Diffusion Guidance Is a Controllable Policy Improvement Operator
Kevin Frans, Seohong Park, Pieter Abbeel, Sergey Levine
TL;DR
CFGRL addresses offline RL and goal-conditioned behavioral cloning by deriving a diffusion-guided, controllable policy-improvement operator that treats policies as products of a reference and an optimality term, $\pi(a|s) \propto \hat{\pi}(a|s)\; f(A(s,a))$, with test-time control via a weight $w$. It leverages classifier-free guidance to implement the optimality conditioning without training a separate value predictor, and trains a diffusion network via flow-matching tosample from the product policy. Theoretical guarantees show that, when $f$ is non-negative and non-decreasing in the advantage, the product policy improves over the reference, and increasing $w$ yields further improvement, trading off adherence to the data with policy improvement. Empirically, CFGRL outperforms standard weighted regression methods in offline RL and provides substantial gains over GCBC across state- and image-based tasks without value-function training, demonstrating the practicality and scalability of diffusion-guided policy optimization. Overall, CFGRL offers a simple, test-time-tunable, drop-in tool for policy extraction and improvement that can be integrated into existing RL pipelines to achieve robust performance gains.
Abstract
At the core of reinforcement learning is the idea of learning beyond the performance in the data. However, scaling such systems has proven notoriously tricky. In contrast, techniques from generative modeling have proven remarkably scalable and are simple to train.
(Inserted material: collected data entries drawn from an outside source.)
PR #288, opened 2017-11-02
Point2I __repr__ reported wrong type.

SimonKrughoff:


tests/test_box.py
```diff
@@ -106,6 +106,22 @@ def testOverflowDetection(self):
...
+        repr_str = box.__repr__()
+        self.assertTrue(repr_str.startswith('Box2D'))
+
+    def testPointExtent(self):
+        box = geom.Box2I()
+        self.assertTrue(type(box.Point()) is geom.Point2I)
+        self.assertTrue(type(box.Extent()) is geom.Extent2I)
+        box = geom.Box2D()
+        self.assertTrue(type(box.Point()) is geom.Point2D)
+        self.assertTrue(type(box.Extent()) is geom.Extent2D)
```
TallJimbo: Might be slightly better to write this as e.g. `assertIs(box.Point, geom.Point2I)`.

SimonKrughoff: So the problem is that `box.Point` is some sort of pybind11 wrapper type.  I could say `self.assertIs(box.Point(), geom.Point2I)`.  Is that acceptable?

kfindeisen: Can you elaborate? Type comparisons should Just Work for pybind11 wrappers.

timj: Is the point that we always prefer a specific test method over `assertTrue`?

SimonKrughoff: @timj I think we should prefer specific tests if we can.

@kfindeisen This is what I'm seeing.  I didn't know if I should expect this or not.  The fact that the `Point` on a `Box2I` is a `Point2D` is the bug I'm trying to fix in this ticket.
```>>> import lsst.afw.geom as afwGeom
>>> box = afwGeom.Box2I()
>>> box.Point
<class 'lsst.afw.geom.coordinates.coordinates.Point2D'>
>>> type(box.Point)
<class 'pybind11_builtins.pybind11_type'>
>>> type(box.Point) is afwGeom.Point2D
False
```

kfindeisen: Very strange, since the `__init__` files import `lsst.afw.geom.coordinates.coordinates.Point2D` as `lsst.afw.geom.Point2D`. I'd suggest asking about it on Slack.

kfindeisen: `box.Point` should be a class object, so the last line makes sense. Is `box.Point is afwGeom.Point2D` also false?

SimonKrughoff: In python2
```>>> import lsst.afw.geom as afwGeom
>>> box = afwGeom.Box2I()
>>> box.Point
<class 'lsst.afw.geom.coordinates.coordinates.Point2D'>
>>> type(box.Point)
<class 'pybind11_type'>
```

SimonKrughoff: Very interesting:
```>>> import lsst.afw.geom as afwGeom
>>> box = afwGeom.Box2I()
>>> box.Point is afwGeom.Point2D
True
>>> box.Point == afwGeom.Point2D
True
```
Looks like I can say:
`self.assertIs(box.Point, afwGeom.Point2D)`

PR #424, opened 2019-12-02
pointer api harmonization

ethn:


card/mod/history/lib/card/action/admin.rb
```diff
@@ -8,17 +8,6 @@ def delete_cardless
...
-      # {Change change}
-      def delete_changeless
-        joins(
-          "LEFT JOIN card_changes "\
-          "ON card_changes.card_action_id = card_actions.id"
-        ).where(
-          "card_changes.id IS NULL"
-        ).delete_all
-      end
-
```
ethn: A changeless action used to be a data problem. It's now the default case, and we pretty much never want to delete them.  I don't think it's wise even to offer the api to do so.

card/mod/pointer/set/abstract/02_pointer/item_api.rb
```diff
@@ -143,24 +152,30 @@ def item_type
   opt.item_type
 end
 
-# #item_names helpers
+def item_strings args={}
```
ethn: item_strings can return things like `"~234"` and `":codename"`.

ethn: ...but it has the same filtering (limit/offset) api as item_names.

PR #426, opened 2019-12-09
avoid initializing new card in fetch

ethn:


card/lib/card/set/event.rb
```diff
@@ -96,10 +96,10 @@ def event_type
       end
 
       def define_standard_event_method method_name=simple_method_name
-        stage = @stage
+        is_integration = @stage.to_s.match?(/integrate/)
         @set_module.class_exec(@event) do |event_name|
           define_method event_name do
-            rescuing_integration stage do
+            rescuing_if_integration is_integration do
```
ethn: I was seeing some errors saying "stage not defined", but I didn't really have a good way to reproduce them.  So I'm not sure this will help, but it seems a little more efficient anyway...

card/mod/core/set/all/fetch.rb
```diff
@@ -124,23 +124,29 @@ def fetch opts={}
   end
 end
 
-def renew args={}
-  opts = args[:new].clone
+def renew new_opts
+  return self if new_opts.blank?
+  opts = new_opts.clone
+  copy = dup
```
ethn: the main change to fetch here is that renew makes a duplicate rather than instantiating a new object.  That way cached attributes are retained.

card/mod/core/set/all/name.rb
```diff
@@ -55,21 +55,25 @@ def key= newkey
 def update_subcard_names new_name, name_to_replace=nil
   return unless @subcards
   subcards.each do |subcard|
```
ethn: this is mostly cleanup. the change is _not_ altering the subcard name if the subcard is real.

PR #437, opened 2020-01-15
#first_name and card#fetch 

ethn:


card/mod/core/set/all/fetch.rb
```diff
@@ -115,8 +115,8 @@ def fetch_type_id *mark
 # fetching from the context of a card
 
 def fetch traits, opts={}
-  traits = Array.wrap traits
-  traits.inject(self) do |card, trait|
+  opts[:new][:supercard] = self if opts[:new]
```
ethn: I merged the earlier change already but should probably call more attention to it.

You no longer use `card.fetch trait: :traitname`.  Instead it's now just `card.fetch :traitname`.

PR #442, opened 2020-02-10
Markdown and history fixes

xithan:


card/lib/card/content/chunk.rb
```diff
@@ -89,6 +89,7 @@ def validate_chunk_list_key chunk_list_key
       register_list :nest_only, [:Nest]
       register_list :query, [:QueryReference]
       register_list :stub, [:ViewStub]
+      register_list :references_keep_escaping,  %i[KeepEscapedLiteral Nest Link]
```
ethn: I don't love this nomenclature, but I have now failed more than once to come up with anything better.

card/mod/edit/set/all/form_buttons.rb
```diff
@@ -5,7 +5,7 @@ def standard_submit_button
 
   def standard_save_button opts={}
     return if voo&.hide?(:save_button)
-    add_class opts, "submit-button btn-sm mr-3"
+    add_class opts, "submit-button btn-sm mr-3 _update-history-pills"
```
ethn: does this do something that should be covered in tests?

card/mod/core/chunk/keep_escaped_literal.rb
```diff
@@ -0,0 +1,26 @@
...
+          FULL_RE[prefix[1, 1]]
+        end
+
+        def interpret match, _content
+          @process_chunk = match[0].sub(/^\\(.)/, '\\\\\\\\\1')
+        end
+      end
+    end
+  end
+end
```
ethn: I think we have specs for every other chunk type, no?  Can we add a quick one for this one?

card/mod/history/set/all/history.rb
```diff
@@ -74,3 +94,10 @@ def save_content_draft content
        .card_changes.build(field: :db_content, value: content)
   end
 end
+
+event :update_timestamps, :finalize do
```
ethn: `update_ancestor_timestamps`, maybe?

card/mod/standard/spec/set/all/history_spec.rb
```diff
@@ -236,4 +236,18 @@
       end
     end
   end
+
+  describe "timestamping" do
```
ethn: add comment:

> \# note: B includes Z, so updates to Z stamp B

PR #443, opened 2020-02-10
try new autoloading approach

ethn:


decko/lib/decko/application.rb
```diff
@@ -20,16 +20,6 @@ class Application < Rails::Application
       end
     end
 
-    initializer :load_card, after: :load_config_initializers, group: :all do
```
ethn: It's all lazy loading now.

PR #460, opened 2020-04-04
fix machine cache bug

xithan:


card/mod/carrierwave/set/abstract/attachment.rb
```diff
@@ -20,7 +20,7 @@ def self.included host_class
   @current_action.update! comment: original_filename
 end
 
-event :validate_file_exist, :validate, on: :save do
+event :validate_file_exist, :validate, on: :create do
```
xithan, line 23: this is another unrelated problem: File cards that where created with :empty_ok cause problems when they are renamed. This solution assumes that once a card was created without a file updates without a file are ok.

card/mod/machines/set/abstract/machine/output_update.rb
```diff
@@ -1,8 +1,10 @@
 def reset_machine_output
   Auth.as_bot do
     moc = machine_output_card
+    @updated_at = output_updated_at
     moc.delete! if moc.real?
     update_input_card
+    expire_if_source_file_changed @updated_at
```
xithan, line 7: after the card is delete we can't get the updated_at date anymore. So we have to hold onto it here for

PR #475, opened 2020-07-22
WIP: new name handling

ethn:


card/spec/lib/card/query/card_query/match_attributes_spec.rb
```diff
@@ -12,7 +12,7 @@
     end
 
     it "gets only name when name is explicit" do
-      expect(run_query(name: [:match, "two"])).to eq(["One+Two", "One+Two+Three", "Two"])
+      expect(run_query(name: [:match, "two"])).to eq(["Two"])
```
xithan, line 15: Will you fix this?

PR #482, opened 2020-08-27
Remove captcha

GerryG:
This just takes out the mod code and removes it from Modfile. I will make another PR to card-mods if it isn't already there.


ethn:
This is a great start. We'll have to do a few more things to keep existing sites from breaking.

1. somehow make it so `decko update` manages optionally adding the mod gem to the Gemfile 
2. either abstract admin_info to be a general tool (I think that's my preference) or add a mechanism to handle all the old nests

You can probably use the other gemspecs in the card-mods repo as a template.  I think we may eventually have some auto-magic related to naming conventions, so it's worth trying to follow that pattern.

Thanks so much for working on this!

card/mod/Modfile
```diff
@@ -27,6 +27,5 @@ mod 'account'
 mod 'navbar'
 mod 'bootstrap'
 mod 'google_analytics'
-mod 'recaptcha'
```
ethn, line 30: I think if we change this to gem_mod we can plausibly merge this PR, though I'm concerned about the loss of CI testing of recaptcha.  We'd need to solve that...

ethn (changes requested):

card/mod/Modfile
GerryG: Yes.

I have the other branch with more mod/X components moved to gem_mod within the card repo. Maybe that's where recaptcha should be.

It is on in default Decko, yes? I'll let you decide the correct default configuration.
Technically you just add it as a Gemfile dependency. I couldn't decide whether these should or should not be in the Modfile. It can control load order, but if you want all the gem_mod/* at the end, should be fine without them in Modfile.

GerryG: Maybe reject this PR and I add recaptcha to the other change? I will post a PR for that since it seems to be mostly working now.

GerryG:
Superceded by mod2gems PR

PR #486, opened 2020-09-06
Mod2gems - move some mod/X Modules to gem_mod and make them gems

GerryG:
There was a bit of trickyness with finding stuff and loading right, but I think this is a good way to go. A good first step.


GerryG:
I just added recaptcha back, but in gem_mods with the other moved mods. This should be working. I will keep an eye on what is up with tests if they still fail.

card/gem_mods/ace_editor/card-mod-ace_editor.gemspec
```diff
@@ -0,0 +1,21 @@
+# -*- encoding : utf-8 -*-
+
+Gem::Specification.new do |s|
+  s.name = "card-mod-ace_editor"
+  s.version = "0.1"
+
+  s.authors = ["Ethan McCutchen", "Philipp Kühl"]
```
ethn, line 7: Please make yourself third author on these.

card/gem_mods/edit/set/all/editor.rb
```diff
@@ -46,6 +44,7 @@ def default_input_type
 
   # overridden by mods that provide rich text editors
   def rich_text_input
+    #FIXME: should select default differently, don't depend on an editor
     send "#{Cardio.config.rich_text_editor || :tinymce}_editor_input"
```
ethn, line 48: This should eventually probably say `Cardio.config.rich_text_editor || :text_area`, because `text_areat_input` is the simple input defined in this mod. But for that to work we'd have to update existing decks and add `config.rich_text_editor = :ace` to config/application.rb.  We should probably be gathering those cases so that we can do them all at once.

card/gem_mods/ace_editor/card-mod-ace_editor.gemspec
```diff
@@ -0,0 +1,21 @@
+# -*- encoding : utf-8 -*-
+
+Gem::Specification.new do |s|
+  s.name = "card-mod-ace_editor"
+  s.version = "0.1"
```
ethn, line 5: As long as this is in the same repo (and, more importantly, the same testing environment) as decko and card, I think we should probably make these versions use the same version as decko.  Eg `decko 0.10.1` must use `card-mod-edit 0.10.1`.  That's the easiest way to make sure they'll work together.  You can see what I'm talking about in decko.gemspec (although the card gem requires special handling because it predates decko and is already way past 1.0)

ethn (changes requested):
This is awesome and quite close.

We need to handle the abstract/all issue discussed in slack, and there are some other minor issues mentioned inline.

card/gem_mods/edit/set/all/editor.rb
GerryG: That should make it just a plain browser editor, no wysiwyg, right? (Done)

card/gem_mods/ace_editor/card-mod-ace_editor.gemspec
GerryG: Ok, I think I can just pull in the card version same as card.gemspec

GerryG:
Did I get them all?

card/gem_mods/ace_editor/card-mod-ace_editor.gemspec
GerryG: I think i missed one comment for completion, but this is done.

card/gem_mods/ace_editor/card-mod-ace_editor.gemspec
GerryG: Oh, this one. I will see if this is easy(ish)

GerryG: I hope that is right. I locked the versions together in the card.gemspec which means they all release together.

GerryG:
I guess we have to tell it how to build all the gems on semaphoreci? I have a script that I just used in my workspace, you want it?

GerryG:
I think I fixed it, but I accidentally pushed more changes to the branch. I started playing with breaking up mod/core into subparts. I'd like your mini-review on that separately.

GerryG:
Oops, didn't mean to close it. Oh, I deleted and re-added the branch. I guess I need a new PR and leave this one closed.

PR #490, opened 2020-09-15
Mostly removing wagn refs and changing to decko

GerryG:
There is also some updates to the docker directory to update it to adapt to changes in master (bit rot). This is not complete, but should not be used by anyone else.


ethn (changes requested):
NICE! 

Let's get this green and merge it in.

I think there are just two things that need to happen:

1. Go to db/seed/test/fixtures and fix the wagn references. I think if you change the @wagn.org to @decko.org, it should fix the spec.  While you're there, it's also generally safe to remove the deprecated `/wagn` from urls (eg http://decko.org/wagn/HTML can just be http://decko.org/HTML).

In this work, we combine these strengths, by deriving a direct relation between policy improvement and guidance of diffusion models. The resulting framework, CFGRL, is trained with the simplicity of supervised learning, yet can further improve on the policies in the data. On offline RL tasks, we observe a reliable trend -- increased guidance weighting leads to increased performance. Of particular importance, CFGRL can operate without explicitly learning a value function, allowing us to generalize simple supervised methods (e.g., goal-conditioned behavioral cloning) to further prioritize optimality, gaining performance for "free" across the board.